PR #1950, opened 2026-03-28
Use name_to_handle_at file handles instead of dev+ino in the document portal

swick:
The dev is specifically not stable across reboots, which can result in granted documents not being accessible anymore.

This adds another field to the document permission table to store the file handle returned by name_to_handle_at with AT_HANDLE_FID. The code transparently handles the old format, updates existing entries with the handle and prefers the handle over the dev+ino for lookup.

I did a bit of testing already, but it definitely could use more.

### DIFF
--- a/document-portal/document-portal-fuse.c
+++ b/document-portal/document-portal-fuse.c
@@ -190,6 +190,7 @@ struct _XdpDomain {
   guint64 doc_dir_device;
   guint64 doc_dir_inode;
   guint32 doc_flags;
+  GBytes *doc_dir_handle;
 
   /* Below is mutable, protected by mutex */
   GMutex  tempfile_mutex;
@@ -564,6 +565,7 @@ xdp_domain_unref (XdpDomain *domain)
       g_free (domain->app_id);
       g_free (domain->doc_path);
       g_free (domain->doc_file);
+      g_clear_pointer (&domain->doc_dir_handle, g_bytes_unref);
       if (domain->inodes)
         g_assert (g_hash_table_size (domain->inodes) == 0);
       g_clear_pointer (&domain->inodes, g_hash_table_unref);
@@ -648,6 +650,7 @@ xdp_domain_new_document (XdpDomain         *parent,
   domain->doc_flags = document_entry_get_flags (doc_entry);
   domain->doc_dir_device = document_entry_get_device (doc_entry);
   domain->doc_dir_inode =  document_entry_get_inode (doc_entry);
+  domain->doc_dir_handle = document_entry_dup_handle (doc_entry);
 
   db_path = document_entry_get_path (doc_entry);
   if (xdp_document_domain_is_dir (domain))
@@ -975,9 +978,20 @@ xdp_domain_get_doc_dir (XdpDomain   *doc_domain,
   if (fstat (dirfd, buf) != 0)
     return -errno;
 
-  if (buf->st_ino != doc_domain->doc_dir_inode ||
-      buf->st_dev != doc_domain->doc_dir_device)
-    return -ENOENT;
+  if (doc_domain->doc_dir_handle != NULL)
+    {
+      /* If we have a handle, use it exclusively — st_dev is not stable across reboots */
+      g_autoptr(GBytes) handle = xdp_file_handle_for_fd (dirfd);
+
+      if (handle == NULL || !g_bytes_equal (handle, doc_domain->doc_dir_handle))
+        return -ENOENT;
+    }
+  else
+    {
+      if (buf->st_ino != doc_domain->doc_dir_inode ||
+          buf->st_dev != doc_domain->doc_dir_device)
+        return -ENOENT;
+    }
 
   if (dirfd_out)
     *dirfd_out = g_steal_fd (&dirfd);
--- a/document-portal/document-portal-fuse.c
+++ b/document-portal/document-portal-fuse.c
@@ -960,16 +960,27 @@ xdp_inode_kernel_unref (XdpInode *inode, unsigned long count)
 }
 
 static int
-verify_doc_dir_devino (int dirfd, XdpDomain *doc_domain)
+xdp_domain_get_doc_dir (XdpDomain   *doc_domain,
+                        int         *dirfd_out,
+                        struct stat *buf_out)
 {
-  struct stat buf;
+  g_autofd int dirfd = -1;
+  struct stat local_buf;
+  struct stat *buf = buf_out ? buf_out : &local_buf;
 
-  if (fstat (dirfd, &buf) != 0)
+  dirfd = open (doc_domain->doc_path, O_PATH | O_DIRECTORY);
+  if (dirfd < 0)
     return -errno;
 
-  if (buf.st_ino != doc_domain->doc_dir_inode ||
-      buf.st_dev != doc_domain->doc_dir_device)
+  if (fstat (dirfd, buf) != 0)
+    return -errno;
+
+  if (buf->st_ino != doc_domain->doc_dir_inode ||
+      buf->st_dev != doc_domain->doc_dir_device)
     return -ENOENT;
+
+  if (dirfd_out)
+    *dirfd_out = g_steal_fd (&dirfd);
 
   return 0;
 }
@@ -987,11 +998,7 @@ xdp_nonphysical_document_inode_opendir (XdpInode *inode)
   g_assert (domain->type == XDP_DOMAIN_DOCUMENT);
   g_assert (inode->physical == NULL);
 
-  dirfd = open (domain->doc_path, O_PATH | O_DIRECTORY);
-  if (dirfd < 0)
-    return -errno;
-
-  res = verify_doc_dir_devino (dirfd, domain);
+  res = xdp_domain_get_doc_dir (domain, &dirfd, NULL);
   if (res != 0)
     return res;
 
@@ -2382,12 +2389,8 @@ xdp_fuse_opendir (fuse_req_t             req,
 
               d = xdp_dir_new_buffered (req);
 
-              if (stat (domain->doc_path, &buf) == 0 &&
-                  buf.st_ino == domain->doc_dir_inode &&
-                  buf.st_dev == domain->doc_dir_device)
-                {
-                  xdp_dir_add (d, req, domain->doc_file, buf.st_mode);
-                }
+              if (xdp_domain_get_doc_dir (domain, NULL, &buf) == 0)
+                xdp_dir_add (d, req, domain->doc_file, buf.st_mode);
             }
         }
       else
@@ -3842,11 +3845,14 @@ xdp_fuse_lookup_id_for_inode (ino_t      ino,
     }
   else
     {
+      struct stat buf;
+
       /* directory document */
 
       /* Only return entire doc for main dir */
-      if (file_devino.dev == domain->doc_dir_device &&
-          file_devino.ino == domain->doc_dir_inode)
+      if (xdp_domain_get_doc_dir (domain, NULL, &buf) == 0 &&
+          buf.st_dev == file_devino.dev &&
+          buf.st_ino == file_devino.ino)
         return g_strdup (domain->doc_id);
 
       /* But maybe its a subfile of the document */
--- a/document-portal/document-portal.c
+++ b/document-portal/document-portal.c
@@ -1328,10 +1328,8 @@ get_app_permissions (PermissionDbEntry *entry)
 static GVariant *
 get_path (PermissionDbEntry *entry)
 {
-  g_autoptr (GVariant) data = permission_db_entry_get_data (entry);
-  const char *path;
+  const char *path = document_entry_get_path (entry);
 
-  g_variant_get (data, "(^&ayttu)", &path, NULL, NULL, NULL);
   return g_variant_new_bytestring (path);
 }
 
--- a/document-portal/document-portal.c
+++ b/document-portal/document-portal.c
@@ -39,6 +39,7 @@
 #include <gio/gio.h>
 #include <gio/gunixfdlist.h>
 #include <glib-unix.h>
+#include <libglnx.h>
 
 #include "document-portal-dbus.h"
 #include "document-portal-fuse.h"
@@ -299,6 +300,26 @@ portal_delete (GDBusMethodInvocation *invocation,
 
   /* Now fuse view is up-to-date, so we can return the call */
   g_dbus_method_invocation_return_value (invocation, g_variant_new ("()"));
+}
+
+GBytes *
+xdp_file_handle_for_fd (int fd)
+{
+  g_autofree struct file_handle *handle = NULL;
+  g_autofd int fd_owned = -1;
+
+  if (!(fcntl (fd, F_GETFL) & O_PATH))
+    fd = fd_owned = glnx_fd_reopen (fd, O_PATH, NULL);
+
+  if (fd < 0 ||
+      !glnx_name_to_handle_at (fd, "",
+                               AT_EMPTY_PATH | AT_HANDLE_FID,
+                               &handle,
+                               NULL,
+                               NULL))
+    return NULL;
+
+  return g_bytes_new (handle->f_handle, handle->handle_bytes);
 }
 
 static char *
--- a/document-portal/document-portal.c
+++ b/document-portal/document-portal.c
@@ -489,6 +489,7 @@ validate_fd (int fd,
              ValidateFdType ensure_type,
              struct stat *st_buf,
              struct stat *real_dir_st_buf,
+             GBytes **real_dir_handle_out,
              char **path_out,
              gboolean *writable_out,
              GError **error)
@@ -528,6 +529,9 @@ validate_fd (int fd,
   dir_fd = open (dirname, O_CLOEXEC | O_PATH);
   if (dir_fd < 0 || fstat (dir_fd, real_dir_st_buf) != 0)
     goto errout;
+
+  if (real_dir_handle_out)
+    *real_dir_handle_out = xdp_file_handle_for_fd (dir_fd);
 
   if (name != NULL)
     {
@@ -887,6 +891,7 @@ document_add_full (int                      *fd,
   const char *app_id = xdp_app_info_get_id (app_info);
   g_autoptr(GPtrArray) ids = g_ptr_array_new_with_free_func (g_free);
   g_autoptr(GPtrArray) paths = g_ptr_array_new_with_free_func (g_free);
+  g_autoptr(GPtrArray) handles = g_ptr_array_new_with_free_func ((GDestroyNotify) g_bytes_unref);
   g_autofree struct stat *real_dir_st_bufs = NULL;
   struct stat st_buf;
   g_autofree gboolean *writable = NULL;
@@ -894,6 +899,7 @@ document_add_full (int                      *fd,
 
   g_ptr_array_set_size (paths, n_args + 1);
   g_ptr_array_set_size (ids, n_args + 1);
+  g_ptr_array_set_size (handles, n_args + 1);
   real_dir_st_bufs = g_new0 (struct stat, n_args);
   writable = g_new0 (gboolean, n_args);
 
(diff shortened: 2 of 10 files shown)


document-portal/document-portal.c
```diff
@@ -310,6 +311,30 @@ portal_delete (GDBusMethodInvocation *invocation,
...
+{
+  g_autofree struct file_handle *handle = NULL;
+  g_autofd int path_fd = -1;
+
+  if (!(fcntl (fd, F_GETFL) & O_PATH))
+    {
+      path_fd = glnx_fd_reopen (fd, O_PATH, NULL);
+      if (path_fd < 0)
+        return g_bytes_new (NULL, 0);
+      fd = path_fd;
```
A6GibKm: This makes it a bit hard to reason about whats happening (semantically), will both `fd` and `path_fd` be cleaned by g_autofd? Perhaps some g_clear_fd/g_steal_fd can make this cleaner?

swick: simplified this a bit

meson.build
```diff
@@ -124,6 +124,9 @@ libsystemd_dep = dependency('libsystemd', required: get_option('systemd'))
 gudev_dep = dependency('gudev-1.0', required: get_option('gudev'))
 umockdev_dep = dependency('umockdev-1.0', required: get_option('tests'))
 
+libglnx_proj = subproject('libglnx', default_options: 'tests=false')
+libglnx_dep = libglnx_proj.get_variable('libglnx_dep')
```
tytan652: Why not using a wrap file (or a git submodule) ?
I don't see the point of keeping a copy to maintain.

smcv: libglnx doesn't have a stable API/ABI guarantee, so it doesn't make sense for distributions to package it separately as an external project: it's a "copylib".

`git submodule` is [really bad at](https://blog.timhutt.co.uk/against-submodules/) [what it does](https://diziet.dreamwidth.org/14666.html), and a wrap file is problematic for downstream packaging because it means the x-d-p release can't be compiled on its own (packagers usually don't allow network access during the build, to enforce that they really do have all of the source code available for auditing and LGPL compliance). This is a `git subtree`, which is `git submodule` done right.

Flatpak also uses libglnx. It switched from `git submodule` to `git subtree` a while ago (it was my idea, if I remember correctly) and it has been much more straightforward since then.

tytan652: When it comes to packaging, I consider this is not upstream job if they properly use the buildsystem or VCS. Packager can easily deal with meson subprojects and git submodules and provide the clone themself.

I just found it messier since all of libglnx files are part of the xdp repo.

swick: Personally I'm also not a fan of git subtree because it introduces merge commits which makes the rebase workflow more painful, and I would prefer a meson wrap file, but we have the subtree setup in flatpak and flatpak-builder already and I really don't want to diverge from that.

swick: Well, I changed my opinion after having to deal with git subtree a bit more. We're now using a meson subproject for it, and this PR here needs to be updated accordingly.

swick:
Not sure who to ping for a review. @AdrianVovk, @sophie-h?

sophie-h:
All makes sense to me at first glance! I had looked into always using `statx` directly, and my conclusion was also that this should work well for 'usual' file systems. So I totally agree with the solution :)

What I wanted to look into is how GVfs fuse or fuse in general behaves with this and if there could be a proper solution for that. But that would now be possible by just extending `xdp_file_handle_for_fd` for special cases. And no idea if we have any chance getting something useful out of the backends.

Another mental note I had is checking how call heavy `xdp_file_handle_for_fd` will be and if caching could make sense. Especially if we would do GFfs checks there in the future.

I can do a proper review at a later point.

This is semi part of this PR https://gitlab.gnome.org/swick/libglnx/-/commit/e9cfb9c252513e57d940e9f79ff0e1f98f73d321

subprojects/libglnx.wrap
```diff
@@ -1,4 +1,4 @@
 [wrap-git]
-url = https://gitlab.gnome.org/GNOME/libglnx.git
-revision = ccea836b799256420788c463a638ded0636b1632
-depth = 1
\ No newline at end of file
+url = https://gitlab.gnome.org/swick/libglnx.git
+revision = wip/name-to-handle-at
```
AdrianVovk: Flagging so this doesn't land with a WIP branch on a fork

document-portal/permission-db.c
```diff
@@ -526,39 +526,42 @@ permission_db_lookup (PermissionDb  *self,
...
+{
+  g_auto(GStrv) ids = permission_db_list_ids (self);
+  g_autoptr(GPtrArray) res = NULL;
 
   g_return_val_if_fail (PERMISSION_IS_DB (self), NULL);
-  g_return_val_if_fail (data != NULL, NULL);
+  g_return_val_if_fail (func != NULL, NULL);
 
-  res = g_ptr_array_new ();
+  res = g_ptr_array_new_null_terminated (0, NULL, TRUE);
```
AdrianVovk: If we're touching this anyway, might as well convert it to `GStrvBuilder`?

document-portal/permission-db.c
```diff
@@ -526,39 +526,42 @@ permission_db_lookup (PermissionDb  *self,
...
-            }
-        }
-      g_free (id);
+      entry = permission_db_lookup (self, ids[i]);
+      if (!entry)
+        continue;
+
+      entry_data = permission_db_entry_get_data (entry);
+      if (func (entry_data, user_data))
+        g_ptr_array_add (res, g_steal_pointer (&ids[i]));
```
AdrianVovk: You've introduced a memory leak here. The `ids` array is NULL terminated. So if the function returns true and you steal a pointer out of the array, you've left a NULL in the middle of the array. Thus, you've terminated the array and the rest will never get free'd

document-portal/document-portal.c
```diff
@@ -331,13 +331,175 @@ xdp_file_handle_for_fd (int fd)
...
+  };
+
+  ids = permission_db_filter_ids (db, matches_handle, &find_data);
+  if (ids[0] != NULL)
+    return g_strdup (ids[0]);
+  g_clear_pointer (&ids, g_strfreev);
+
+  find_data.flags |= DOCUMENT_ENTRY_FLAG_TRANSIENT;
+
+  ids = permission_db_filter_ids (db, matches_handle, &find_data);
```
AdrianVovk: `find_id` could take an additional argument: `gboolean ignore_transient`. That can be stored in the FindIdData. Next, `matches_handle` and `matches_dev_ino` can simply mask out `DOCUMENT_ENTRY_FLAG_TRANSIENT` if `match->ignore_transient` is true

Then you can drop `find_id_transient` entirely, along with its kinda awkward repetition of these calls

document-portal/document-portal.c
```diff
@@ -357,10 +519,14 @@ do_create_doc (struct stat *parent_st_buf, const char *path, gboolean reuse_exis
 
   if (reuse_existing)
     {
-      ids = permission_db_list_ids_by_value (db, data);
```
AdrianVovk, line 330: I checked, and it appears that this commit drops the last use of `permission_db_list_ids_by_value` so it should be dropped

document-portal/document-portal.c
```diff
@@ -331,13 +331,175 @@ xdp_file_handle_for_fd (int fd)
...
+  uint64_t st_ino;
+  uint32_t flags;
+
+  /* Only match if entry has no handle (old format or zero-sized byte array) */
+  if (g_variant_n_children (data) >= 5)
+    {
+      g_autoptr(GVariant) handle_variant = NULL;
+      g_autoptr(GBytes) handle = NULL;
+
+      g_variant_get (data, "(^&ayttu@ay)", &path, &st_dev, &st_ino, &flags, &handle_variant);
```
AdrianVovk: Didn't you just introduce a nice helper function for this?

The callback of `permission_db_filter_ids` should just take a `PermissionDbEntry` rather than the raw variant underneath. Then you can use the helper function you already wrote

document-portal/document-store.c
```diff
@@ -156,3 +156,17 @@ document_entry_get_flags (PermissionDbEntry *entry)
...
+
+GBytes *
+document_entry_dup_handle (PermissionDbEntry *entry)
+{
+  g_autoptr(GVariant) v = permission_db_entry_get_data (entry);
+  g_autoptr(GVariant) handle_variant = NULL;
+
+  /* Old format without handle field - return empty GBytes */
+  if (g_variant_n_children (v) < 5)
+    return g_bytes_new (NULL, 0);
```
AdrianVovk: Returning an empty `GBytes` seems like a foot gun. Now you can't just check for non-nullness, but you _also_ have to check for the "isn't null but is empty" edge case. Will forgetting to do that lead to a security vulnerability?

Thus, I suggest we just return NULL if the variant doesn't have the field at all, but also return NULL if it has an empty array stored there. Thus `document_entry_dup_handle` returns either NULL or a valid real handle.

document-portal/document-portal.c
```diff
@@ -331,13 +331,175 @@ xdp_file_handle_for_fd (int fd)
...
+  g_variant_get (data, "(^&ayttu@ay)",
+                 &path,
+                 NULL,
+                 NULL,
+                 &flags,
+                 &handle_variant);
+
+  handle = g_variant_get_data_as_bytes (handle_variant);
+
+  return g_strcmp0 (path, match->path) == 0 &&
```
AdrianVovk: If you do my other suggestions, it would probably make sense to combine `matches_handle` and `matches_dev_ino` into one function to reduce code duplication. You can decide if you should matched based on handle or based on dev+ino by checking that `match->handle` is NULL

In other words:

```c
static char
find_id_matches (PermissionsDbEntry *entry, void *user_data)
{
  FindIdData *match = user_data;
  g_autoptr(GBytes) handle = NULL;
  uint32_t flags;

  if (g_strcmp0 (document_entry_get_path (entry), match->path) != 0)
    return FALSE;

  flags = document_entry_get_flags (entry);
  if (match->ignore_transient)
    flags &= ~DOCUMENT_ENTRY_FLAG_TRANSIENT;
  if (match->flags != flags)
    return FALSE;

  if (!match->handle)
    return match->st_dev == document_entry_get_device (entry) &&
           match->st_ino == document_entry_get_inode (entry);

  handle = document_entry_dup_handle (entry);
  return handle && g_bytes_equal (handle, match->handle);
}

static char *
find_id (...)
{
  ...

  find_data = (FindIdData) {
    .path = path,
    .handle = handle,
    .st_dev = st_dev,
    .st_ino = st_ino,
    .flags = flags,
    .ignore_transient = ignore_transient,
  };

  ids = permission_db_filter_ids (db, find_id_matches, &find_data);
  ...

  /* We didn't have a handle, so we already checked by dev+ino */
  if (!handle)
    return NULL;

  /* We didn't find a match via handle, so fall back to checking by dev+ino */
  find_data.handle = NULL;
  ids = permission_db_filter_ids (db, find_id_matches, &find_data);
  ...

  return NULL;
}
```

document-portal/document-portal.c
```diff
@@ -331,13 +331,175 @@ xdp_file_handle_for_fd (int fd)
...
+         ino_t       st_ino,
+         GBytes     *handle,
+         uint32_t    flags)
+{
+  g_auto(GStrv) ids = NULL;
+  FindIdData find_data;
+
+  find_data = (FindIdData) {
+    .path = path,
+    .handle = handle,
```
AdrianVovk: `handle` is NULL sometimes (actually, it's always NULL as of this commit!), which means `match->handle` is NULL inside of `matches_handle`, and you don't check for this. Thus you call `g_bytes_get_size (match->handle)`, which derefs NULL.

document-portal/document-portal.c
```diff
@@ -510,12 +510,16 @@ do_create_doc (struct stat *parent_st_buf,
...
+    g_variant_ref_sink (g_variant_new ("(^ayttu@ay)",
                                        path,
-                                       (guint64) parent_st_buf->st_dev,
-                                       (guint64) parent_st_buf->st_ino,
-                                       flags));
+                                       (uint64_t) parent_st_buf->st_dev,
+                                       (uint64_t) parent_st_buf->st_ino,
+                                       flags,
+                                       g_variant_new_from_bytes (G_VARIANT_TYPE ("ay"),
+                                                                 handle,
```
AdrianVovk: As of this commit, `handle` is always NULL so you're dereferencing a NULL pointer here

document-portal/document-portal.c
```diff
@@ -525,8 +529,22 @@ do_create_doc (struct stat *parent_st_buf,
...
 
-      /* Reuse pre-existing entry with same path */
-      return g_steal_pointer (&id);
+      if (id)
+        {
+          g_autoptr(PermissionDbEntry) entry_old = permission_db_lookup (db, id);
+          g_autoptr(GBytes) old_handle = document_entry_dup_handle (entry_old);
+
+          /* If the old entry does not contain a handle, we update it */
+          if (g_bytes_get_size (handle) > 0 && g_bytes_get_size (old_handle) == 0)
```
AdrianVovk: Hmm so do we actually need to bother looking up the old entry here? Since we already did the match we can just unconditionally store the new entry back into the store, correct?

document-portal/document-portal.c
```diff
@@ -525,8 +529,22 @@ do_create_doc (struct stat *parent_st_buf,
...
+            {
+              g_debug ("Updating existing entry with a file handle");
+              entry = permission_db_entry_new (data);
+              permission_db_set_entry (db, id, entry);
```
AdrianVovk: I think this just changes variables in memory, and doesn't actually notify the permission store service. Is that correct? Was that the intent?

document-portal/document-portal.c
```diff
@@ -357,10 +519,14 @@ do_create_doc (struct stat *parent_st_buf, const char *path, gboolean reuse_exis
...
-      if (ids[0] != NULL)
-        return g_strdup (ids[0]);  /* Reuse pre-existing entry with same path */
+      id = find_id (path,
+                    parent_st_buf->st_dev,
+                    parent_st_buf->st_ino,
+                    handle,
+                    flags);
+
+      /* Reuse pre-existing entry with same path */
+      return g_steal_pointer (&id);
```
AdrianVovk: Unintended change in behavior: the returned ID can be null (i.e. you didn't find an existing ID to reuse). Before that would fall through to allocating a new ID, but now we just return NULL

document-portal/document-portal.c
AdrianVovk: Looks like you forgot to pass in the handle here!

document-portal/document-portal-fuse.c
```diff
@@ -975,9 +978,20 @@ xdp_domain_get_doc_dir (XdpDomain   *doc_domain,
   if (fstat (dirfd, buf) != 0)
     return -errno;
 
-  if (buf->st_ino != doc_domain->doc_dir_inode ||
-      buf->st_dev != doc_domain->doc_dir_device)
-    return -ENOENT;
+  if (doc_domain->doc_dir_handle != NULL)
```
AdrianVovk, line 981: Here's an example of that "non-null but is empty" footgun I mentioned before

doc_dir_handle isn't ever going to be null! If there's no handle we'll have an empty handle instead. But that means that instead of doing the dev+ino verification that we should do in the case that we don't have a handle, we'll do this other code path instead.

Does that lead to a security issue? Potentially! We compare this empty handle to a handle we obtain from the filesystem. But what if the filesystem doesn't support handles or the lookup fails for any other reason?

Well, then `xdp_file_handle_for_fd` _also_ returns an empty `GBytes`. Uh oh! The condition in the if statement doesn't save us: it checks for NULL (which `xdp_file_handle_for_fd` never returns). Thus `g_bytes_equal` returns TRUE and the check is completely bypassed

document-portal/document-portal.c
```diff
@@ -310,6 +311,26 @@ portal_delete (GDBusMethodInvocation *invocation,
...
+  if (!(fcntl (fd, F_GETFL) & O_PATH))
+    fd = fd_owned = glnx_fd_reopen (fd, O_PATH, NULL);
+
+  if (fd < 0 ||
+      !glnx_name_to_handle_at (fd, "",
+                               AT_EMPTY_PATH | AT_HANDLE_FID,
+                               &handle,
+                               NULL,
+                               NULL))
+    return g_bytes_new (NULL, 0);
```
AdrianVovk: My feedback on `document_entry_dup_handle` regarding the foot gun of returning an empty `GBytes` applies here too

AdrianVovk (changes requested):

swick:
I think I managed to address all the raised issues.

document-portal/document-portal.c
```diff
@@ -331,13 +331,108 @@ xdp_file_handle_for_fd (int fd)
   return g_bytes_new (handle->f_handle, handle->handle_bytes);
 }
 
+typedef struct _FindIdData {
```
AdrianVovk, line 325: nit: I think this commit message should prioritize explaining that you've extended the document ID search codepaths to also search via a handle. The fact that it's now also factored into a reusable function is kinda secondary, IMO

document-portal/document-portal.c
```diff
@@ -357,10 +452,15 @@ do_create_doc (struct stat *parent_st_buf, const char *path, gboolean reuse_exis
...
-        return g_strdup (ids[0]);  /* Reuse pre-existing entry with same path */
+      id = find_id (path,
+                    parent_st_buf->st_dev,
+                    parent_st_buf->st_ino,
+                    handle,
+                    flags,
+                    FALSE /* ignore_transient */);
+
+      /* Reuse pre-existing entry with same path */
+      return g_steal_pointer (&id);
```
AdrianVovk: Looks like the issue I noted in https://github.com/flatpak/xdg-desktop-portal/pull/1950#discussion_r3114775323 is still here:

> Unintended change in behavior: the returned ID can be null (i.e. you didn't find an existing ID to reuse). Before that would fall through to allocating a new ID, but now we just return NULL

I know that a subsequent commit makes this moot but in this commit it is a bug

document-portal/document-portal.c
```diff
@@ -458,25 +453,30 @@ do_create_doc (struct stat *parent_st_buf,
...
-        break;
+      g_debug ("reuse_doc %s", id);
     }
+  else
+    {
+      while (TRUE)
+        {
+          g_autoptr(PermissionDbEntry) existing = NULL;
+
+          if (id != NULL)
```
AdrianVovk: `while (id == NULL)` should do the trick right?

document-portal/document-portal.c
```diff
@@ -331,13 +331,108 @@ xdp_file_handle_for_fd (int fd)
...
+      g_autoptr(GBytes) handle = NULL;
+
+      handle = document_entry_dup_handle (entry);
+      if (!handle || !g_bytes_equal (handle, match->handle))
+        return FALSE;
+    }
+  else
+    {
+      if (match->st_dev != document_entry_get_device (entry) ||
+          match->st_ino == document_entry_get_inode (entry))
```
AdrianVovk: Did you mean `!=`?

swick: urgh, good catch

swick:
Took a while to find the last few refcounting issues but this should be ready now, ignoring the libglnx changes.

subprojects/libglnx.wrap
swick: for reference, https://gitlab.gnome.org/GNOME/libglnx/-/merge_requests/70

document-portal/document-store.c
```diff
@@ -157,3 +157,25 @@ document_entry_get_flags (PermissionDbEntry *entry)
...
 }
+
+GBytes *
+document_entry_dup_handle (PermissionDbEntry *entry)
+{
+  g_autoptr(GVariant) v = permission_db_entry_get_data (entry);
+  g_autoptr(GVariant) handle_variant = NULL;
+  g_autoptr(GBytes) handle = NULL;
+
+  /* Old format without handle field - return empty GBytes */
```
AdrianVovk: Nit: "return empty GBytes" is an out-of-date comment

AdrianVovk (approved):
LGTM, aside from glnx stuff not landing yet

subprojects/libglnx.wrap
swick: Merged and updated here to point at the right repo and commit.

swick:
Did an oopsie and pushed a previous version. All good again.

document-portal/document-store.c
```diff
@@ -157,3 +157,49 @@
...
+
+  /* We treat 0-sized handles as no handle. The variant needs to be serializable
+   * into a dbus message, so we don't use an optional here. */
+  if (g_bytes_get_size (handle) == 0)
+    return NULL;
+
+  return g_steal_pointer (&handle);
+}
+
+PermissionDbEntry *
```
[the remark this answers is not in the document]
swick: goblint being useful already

--

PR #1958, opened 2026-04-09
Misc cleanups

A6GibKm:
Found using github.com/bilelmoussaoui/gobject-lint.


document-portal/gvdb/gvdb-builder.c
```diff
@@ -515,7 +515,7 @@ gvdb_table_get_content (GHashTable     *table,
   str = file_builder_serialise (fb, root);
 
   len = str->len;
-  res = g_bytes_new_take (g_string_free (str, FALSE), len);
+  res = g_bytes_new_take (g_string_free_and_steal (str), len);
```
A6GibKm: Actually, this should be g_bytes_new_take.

==

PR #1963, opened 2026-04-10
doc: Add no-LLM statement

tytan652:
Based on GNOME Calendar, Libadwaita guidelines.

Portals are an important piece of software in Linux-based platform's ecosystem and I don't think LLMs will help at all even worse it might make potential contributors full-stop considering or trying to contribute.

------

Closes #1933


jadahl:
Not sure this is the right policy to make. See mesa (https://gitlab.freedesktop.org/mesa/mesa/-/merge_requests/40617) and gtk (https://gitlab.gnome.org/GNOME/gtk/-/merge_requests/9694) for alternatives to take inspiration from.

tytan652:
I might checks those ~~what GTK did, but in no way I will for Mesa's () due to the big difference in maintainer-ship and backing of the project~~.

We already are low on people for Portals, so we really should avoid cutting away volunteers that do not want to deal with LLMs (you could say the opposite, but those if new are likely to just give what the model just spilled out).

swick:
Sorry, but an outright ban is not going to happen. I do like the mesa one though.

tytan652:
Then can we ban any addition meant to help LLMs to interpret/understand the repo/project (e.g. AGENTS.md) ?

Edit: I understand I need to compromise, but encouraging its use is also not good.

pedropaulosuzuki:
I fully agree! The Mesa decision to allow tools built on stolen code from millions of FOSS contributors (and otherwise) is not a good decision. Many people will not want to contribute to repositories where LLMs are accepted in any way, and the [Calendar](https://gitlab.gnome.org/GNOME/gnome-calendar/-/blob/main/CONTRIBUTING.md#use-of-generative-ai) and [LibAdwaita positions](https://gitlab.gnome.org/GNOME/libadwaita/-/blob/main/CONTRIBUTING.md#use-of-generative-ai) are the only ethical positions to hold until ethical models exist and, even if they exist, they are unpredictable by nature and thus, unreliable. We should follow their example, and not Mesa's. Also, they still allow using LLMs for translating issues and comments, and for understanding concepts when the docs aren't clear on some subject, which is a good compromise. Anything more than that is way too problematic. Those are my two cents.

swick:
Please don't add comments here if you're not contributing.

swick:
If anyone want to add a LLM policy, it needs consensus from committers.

__Exercise__
How many lines in the listing contain the word "policy"? Answer with the count and nothing else.

__Exercise response__
2